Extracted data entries
==================================================
PR #919, opened 2015-04-06
Also apply refactoring to files not currently open in the editor

mlangc:
`TextFileChange.LEAVE_DIRTY` causes changes to files that are not currently open
in the editor to be silently ignored. `TextFileChange.FORCE_SAVE` seems more appropriate if the flag `saveAfter` is set anyway.

Fixes #1002079

### DIFF
--- a/org.scala-ide.sdt.core/src/org/scalaide/refactoring/internal/OrganizeImports.scala
+++ b/org.scala-ide.sdt.core/src/org/scalaide/refactoring/internal/OrganizeImports.scala
@@ -218,6 +218,8 @@ class OrganizeImports extends RefactoringExecutorWithoutWizard {
 
     val refactoring = withCompiler( c => new implementations.OrganizeImports with FormattingOverrides { val global = c })
 
+    override protected def leaveDirty = true
+
     override def checkInitialConditions(pm: IProgressMonitor) = {
       val status = super.checkInitialConditions(pm)
       if(compilationUnitHasProblems) {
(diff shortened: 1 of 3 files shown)


sschaef:
It is interesting that this change fixes the problem. Unfortunately the fix is not so easy, the `saveAfter` was introduced by purpose: https://github.com/scala-ide/scala-ide/commit/44fbc5f73d

sschaef:
In the original discussion I even saw that problem: https://github.com/scala-ide/scala-ide/pull/653

sschaef:
It seems that the fix should be
```
setSaveMode(if (saveAfter) TextFileChange.FORCE_SAVE else TextFileChange.LEAVE_DIRTY)
```
But organize imports sets the `saveAfter` flag to true, which shouldn't be the case.

mlangc:
Yea, I feared that it couldn't be all that easy... here is a second try ;-).

sschaef:
By accident, you didn't find out why the refactoring isn't written to disk when the editor is left dirty? I guess the refactorings are performed, but only to the working copies, which we then might discard somehow.

sschaef:
Also, try to not reference a non merged commit hash in a commit message. If someone is doing a rebase, the hash is no longer valid.

mlangc:
As for the commit: Yea, I know - in that case I've to amend the commit... but I could also write 'the previous commit' - or merge them altogether.

As for finding why leaving files dirty causes changes to be lost: I guess it's in parts a conceptual problem. How should a file that is not opened in an editor be left dirty? In my opinion there are only two solutions:

1. Open an editor with the changed file that is marked as "dirty".
2. Silently discard the changes.

It seems that Eclipse took option 2.

mlangc:
As for Eclipse taking option 2: I think the relevant code that confirms this can be found here: `org.eclipse.ltk.core.refactoring.TextFileChange.needsSaving()`

sschaef:
Ok, thanks. That makes sense.

sschaef:
LGTM

sschaef:
Just in case you are interested to continue working on this, here is a follow-up ticket: https://www.assembla.com/spaces/scala-ide/tickets/1002427-restart-presentation-compiler-after-performed-rename-refactoring#/activity/ticket:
==================================================
All of the data needs to be printed once more, exactly.

_Reply to the exercise:_
PR #919, opened 2015-04-06
Also apply refactoring to files not currently open in the editor

mlangc:
`TextFileChange.LEAVE_DIRTY` causes changes to files that are not currently open
in the editor to be silently ignored. `TextFileChange.FORCE_SAVE` seems more appropriate if the flag `saveAfter` is set anyway.

Fixes #1002079

### DIFF
--- a/org.scala-ide.sdt.core/src/org/scalaide/refactoring/internal/OrganizeImports.scala
+++ b/org.scala-ide.sdt.core/src/org/scalaide/refactoring/internal/OrganizeImports.scala
@@ -218,6 +218,8 @@ class OrganizeImports extends RefactoringExecutorWithoutWizard {
 
     val refactoring = withCompiler( c => new implementations.OrganizeImports with FormattingOverrides { val global = c })
 
+    override protected def leaveDirty = true
+
     override def checkInitialConditions(pm: IProgressMonitor) = {
       val status = super.checkInitialConditions(pm)
       if(compilationUnitHasProblems) {
(diff shortened: 1 of 3 files shown)


sschaef:
It is interesting that this change fixes the problem. Unfortunately the fix is not so easy, the `saveAfter` was introduced by purpose: https://github.com/scala-ide/scala-ide/commit/44fbc5f73d

sschaef:
In the original discussion I even saw that problem: https://github.com/scala-ide/scala-ide/pull/653

sschaef:
It seems that the fix should be
```
setSaveMode(if (saveAfter) TextFileChange.FORCE_SAVE else TextFileChange.LEAVE_DIRTY)
```
But organize imports sets the `saveAfter` flag to true, which shouldn't be the case.

mlangc:
Yea, I feared that it couldn't be all that easy... here is a second try ;-).

sschaef:
By accident, you didn't find out why the refactoring isn't written to disk when the editor is left dirty? I guess the refactorings are performed, but only to the working copies, which we then might discard somehow.

sschaef:
Also, try to not reference a non merged commit hash in a commit message. If someone is doing a rebase, the hash is no longer valid.

mlangc:
As for the commit: Yea, I know - in that case I've to amend the commit... but I could also write 'the previous commit' - or merge them altogether.

As for finding why leaving files dirty causes changes to be lost: I guess it's in parts a conceptual problem. How should a file that is not opened in an editor be left dirty? In my opinion there are only two solutions:

1. Open an editor with the changed file that is marked as "dirty".
2. Silently discard the changes.

It seems that Eclipse took option 2.

mlangc:
As for Eclipse taking option 2: I think the relevant code that confirms this can be found here: `org.eclipse.ltk.core.refactoring.TextFileChange.needsSaving()`

sschaef:
Ok, thanks. That makes sense.

sschaef:
LGTM

sschaef:
Just in case you are interested to continue working on this, here is a follow-up ticket: https://www.assembla.com/spaces/scala-ide/tickets/1002427-restart-presentation-compiler-after-performed-rename-refactoring#/activity/ticket:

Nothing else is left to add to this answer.